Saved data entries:
____________
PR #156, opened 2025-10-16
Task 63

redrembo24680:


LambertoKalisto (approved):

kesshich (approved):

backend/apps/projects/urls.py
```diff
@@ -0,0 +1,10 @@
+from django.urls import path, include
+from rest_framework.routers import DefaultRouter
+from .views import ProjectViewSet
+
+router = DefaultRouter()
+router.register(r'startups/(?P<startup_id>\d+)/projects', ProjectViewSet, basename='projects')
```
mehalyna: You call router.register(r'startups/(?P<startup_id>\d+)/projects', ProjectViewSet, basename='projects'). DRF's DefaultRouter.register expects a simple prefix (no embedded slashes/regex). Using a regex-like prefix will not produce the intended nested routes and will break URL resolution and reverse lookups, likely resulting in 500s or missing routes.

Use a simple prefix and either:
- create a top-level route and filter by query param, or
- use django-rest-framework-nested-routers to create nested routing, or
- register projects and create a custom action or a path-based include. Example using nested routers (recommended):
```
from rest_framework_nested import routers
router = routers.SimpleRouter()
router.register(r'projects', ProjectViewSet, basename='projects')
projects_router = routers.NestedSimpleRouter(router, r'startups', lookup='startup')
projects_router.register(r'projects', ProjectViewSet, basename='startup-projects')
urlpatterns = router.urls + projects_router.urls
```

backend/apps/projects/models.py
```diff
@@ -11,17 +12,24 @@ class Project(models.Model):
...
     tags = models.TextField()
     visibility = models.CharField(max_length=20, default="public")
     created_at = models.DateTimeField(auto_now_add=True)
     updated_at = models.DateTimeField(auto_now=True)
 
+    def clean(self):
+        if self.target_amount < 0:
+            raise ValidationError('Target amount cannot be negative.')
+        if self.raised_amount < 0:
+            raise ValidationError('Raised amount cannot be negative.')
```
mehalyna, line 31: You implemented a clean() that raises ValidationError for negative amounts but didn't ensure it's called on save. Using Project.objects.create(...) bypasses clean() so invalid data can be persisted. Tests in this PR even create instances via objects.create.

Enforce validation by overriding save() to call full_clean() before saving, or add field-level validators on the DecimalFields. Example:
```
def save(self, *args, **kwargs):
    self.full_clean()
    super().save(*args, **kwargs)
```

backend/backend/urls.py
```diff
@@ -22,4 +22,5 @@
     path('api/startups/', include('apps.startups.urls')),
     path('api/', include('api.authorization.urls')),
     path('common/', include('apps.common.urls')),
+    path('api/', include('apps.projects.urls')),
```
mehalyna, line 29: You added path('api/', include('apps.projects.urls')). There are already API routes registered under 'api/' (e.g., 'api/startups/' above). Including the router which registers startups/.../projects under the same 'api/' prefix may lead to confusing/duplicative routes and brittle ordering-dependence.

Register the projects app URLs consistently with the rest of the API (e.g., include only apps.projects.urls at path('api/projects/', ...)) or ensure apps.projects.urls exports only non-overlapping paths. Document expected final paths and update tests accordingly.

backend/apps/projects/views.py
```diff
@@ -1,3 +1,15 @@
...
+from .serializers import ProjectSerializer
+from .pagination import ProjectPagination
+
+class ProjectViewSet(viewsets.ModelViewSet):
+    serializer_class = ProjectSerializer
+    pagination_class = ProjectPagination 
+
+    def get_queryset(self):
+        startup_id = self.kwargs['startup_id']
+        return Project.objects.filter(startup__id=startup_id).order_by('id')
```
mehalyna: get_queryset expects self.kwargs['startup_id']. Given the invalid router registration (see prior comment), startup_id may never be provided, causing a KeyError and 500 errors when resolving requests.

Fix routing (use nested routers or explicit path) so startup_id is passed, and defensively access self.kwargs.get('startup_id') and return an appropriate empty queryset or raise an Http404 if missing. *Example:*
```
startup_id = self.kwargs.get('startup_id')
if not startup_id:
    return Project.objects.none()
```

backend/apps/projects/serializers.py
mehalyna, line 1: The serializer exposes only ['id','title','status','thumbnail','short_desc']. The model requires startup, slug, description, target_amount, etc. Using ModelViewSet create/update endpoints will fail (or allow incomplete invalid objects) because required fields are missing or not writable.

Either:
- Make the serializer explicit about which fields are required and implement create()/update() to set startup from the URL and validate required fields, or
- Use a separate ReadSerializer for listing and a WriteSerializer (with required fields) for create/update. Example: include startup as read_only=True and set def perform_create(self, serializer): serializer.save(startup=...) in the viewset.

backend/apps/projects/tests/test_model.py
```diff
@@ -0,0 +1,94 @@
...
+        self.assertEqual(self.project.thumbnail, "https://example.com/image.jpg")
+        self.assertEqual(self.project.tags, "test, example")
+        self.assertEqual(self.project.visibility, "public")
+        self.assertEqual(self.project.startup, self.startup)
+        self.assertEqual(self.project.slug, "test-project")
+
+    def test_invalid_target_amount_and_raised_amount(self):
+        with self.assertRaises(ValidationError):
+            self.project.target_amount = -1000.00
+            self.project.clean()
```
____________
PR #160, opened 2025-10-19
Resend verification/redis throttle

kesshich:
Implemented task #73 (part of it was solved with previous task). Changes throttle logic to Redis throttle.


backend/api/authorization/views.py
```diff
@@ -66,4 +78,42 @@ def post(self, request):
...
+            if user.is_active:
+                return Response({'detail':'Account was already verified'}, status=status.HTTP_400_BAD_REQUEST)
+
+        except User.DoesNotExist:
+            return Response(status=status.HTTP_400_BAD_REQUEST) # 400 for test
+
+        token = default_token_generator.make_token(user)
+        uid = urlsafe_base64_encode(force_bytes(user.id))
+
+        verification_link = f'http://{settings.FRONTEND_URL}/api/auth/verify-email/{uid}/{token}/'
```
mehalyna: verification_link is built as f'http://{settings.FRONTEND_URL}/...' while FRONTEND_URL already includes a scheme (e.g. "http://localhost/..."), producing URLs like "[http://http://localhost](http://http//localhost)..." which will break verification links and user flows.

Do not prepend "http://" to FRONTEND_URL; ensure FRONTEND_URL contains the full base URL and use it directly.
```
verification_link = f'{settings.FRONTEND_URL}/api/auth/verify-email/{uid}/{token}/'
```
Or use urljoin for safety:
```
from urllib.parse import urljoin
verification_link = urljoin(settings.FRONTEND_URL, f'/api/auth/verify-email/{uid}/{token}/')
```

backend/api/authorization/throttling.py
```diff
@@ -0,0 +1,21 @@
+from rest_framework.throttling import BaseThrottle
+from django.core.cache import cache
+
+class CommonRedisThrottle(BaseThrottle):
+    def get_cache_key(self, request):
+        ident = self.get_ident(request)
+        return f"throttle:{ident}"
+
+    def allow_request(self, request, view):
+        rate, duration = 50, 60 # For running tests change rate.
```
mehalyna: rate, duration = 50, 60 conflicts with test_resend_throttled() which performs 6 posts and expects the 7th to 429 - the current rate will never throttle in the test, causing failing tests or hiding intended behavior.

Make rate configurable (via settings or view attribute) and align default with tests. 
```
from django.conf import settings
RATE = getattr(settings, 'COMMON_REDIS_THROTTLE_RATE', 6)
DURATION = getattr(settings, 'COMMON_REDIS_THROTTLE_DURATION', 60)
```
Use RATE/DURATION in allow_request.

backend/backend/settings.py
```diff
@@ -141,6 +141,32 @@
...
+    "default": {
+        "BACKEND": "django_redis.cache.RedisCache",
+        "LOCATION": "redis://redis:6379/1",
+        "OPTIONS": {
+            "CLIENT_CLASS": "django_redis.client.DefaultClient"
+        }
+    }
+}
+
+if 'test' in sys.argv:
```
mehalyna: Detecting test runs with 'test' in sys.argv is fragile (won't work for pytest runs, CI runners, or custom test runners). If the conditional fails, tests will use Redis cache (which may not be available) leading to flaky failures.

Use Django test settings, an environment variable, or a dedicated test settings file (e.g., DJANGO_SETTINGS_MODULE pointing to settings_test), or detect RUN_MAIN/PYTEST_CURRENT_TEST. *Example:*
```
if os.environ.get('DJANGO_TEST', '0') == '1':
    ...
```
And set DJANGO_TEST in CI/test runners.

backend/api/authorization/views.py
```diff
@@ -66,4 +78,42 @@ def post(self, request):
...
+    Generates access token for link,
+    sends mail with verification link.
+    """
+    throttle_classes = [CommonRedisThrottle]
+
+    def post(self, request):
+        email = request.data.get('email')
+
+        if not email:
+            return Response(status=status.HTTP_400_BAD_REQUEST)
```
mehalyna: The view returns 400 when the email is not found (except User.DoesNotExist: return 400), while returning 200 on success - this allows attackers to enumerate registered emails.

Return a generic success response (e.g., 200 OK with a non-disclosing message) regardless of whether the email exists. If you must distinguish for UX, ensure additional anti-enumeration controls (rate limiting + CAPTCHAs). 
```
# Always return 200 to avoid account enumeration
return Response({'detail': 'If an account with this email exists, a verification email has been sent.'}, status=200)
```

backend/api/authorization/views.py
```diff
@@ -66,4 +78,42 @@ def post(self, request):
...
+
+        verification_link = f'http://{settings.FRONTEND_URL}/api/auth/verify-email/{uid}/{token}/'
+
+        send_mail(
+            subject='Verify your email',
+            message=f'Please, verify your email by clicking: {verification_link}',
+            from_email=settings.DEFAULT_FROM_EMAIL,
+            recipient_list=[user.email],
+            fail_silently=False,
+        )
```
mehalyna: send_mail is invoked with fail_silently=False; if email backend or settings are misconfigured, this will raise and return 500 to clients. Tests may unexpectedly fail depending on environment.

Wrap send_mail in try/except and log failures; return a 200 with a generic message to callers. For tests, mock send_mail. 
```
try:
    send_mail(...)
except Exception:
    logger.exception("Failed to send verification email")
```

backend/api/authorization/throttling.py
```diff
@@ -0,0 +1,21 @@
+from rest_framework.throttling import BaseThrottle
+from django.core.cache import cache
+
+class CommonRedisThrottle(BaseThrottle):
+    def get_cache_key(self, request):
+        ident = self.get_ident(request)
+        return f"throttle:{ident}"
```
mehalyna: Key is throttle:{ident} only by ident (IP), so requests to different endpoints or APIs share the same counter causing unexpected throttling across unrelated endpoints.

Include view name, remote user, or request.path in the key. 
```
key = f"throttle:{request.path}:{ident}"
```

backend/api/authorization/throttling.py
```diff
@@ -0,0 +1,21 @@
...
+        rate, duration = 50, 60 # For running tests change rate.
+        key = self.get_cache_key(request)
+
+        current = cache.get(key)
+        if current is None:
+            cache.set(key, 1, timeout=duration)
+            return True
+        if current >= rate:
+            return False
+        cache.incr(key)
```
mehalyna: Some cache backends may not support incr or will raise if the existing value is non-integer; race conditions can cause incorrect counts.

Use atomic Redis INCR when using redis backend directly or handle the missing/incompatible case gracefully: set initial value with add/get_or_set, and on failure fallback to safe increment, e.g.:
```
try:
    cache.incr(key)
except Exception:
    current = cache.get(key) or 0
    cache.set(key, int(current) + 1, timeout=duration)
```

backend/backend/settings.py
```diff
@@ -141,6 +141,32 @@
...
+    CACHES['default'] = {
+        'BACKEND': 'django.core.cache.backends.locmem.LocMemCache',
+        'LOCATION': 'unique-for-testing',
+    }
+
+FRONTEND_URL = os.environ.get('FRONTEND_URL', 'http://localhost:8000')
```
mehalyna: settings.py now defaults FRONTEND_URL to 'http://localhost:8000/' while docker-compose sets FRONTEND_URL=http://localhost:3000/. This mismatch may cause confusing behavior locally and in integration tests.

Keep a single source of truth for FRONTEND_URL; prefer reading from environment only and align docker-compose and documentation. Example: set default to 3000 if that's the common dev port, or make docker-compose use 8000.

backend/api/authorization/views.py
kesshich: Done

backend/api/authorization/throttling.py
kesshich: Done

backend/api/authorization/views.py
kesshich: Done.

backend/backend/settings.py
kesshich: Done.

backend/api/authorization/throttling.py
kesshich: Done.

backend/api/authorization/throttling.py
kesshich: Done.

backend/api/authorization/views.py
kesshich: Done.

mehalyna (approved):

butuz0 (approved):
____________
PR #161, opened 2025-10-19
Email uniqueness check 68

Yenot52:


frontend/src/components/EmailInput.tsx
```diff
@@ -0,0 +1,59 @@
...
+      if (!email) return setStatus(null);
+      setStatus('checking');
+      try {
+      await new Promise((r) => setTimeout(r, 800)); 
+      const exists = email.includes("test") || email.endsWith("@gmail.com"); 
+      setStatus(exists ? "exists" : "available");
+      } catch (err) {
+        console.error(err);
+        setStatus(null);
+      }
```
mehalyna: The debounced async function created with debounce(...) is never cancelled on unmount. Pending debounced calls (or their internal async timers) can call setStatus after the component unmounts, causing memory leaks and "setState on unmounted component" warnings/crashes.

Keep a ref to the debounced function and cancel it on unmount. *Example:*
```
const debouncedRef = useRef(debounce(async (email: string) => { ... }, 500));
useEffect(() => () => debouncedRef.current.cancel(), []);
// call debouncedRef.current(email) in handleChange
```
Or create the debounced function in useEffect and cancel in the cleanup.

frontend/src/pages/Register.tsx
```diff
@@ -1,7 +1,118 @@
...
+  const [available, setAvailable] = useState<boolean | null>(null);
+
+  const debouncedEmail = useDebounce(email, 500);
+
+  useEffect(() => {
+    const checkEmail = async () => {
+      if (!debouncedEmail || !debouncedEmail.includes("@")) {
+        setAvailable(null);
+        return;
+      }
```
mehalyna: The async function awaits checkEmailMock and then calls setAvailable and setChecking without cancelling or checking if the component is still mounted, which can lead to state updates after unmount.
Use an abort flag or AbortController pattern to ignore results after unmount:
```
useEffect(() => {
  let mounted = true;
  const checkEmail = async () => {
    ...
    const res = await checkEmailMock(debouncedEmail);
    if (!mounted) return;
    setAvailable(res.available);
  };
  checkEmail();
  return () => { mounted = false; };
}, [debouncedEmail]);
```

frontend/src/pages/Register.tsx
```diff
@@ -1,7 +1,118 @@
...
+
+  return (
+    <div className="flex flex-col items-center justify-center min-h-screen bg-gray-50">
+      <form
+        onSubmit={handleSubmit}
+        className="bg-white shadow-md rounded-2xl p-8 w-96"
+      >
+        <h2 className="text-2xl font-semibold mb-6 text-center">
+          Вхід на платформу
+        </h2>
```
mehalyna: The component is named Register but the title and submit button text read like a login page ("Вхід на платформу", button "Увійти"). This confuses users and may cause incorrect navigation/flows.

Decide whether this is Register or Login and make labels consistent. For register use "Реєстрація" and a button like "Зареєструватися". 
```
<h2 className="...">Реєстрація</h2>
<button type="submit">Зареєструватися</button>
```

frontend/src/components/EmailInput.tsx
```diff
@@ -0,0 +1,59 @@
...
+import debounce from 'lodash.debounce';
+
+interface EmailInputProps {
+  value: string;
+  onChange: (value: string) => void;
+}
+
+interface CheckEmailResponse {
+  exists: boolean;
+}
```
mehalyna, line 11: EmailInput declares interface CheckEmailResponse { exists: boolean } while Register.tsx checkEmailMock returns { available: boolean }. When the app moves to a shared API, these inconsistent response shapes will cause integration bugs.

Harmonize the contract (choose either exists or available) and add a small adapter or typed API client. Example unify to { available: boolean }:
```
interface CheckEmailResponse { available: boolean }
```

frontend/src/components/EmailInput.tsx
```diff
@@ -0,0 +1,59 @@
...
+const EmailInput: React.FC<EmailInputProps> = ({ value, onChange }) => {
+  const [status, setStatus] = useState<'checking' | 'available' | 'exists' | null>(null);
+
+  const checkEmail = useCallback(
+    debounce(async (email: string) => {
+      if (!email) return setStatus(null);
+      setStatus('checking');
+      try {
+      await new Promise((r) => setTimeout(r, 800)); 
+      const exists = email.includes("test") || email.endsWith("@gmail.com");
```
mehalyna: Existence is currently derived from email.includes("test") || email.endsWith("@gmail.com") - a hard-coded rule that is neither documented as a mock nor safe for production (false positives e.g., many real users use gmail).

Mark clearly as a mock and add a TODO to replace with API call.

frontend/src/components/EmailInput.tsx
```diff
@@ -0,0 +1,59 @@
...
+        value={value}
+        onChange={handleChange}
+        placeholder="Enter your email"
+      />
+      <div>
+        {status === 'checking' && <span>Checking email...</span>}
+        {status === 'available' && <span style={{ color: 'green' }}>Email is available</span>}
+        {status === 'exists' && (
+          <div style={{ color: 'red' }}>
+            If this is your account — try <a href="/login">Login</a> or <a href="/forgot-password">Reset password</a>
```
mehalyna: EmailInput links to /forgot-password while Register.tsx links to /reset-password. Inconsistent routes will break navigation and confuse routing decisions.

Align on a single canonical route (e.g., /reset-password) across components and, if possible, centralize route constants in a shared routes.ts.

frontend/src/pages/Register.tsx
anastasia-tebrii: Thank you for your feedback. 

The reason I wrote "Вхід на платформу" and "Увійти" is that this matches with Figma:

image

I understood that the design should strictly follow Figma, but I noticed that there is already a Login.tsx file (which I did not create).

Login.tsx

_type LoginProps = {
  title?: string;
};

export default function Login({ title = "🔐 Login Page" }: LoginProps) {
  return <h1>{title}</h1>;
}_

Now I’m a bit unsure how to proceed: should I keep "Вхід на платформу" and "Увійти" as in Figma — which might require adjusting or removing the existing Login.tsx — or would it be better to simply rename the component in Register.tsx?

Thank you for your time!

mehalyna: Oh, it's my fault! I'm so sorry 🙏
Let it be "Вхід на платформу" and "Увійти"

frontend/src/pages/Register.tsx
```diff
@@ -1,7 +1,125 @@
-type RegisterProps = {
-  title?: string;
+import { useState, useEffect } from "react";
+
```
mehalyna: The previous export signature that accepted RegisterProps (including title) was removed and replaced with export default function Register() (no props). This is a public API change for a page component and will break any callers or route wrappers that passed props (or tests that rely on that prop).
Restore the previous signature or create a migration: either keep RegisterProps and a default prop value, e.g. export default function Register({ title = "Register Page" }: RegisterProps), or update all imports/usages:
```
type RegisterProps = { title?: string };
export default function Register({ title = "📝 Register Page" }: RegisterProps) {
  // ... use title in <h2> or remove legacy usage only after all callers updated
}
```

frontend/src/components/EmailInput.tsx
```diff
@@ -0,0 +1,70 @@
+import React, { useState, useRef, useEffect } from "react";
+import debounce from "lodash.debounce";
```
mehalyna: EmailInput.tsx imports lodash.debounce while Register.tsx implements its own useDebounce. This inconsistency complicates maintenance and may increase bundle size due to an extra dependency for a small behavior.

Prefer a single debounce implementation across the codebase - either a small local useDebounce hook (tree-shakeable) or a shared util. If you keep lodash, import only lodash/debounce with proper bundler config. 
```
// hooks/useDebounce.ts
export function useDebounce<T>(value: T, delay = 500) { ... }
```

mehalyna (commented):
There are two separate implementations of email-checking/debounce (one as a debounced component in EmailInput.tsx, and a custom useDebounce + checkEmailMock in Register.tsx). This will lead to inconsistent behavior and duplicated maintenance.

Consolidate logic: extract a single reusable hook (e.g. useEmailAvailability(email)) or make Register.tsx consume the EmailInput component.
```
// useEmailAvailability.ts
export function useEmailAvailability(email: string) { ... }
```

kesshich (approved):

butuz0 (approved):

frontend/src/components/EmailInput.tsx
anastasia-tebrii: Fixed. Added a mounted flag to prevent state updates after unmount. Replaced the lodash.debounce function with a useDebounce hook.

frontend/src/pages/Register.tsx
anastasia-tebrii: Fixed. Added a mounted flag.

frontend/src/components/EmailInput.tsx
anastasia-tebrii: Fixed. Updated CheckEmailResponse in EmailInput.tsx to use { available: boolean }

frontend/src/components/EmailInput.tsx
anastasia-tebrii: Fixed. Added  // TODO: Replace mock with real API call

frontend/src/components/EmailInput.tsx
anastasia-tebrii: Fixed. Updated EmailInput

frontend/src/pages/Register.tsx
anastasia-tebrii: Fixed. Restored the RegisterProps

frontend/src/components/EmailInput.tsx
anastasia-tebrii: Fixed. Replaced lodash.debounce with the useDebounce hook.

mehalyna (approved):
____________
In the lines above, find the word "null" and copy every line it occurs in.

=== Written answer ===
+      if (!email) return setStatus(null);
+        setStatus(null);
+  const [available, setAvailable] = useState<boolean | null>(null);
+        setAvailable(null);
+  const [status, setStatus] = useState<'checking' | 'available' | 'exists' | null>(null);
+      if (!email) return setStatus(null);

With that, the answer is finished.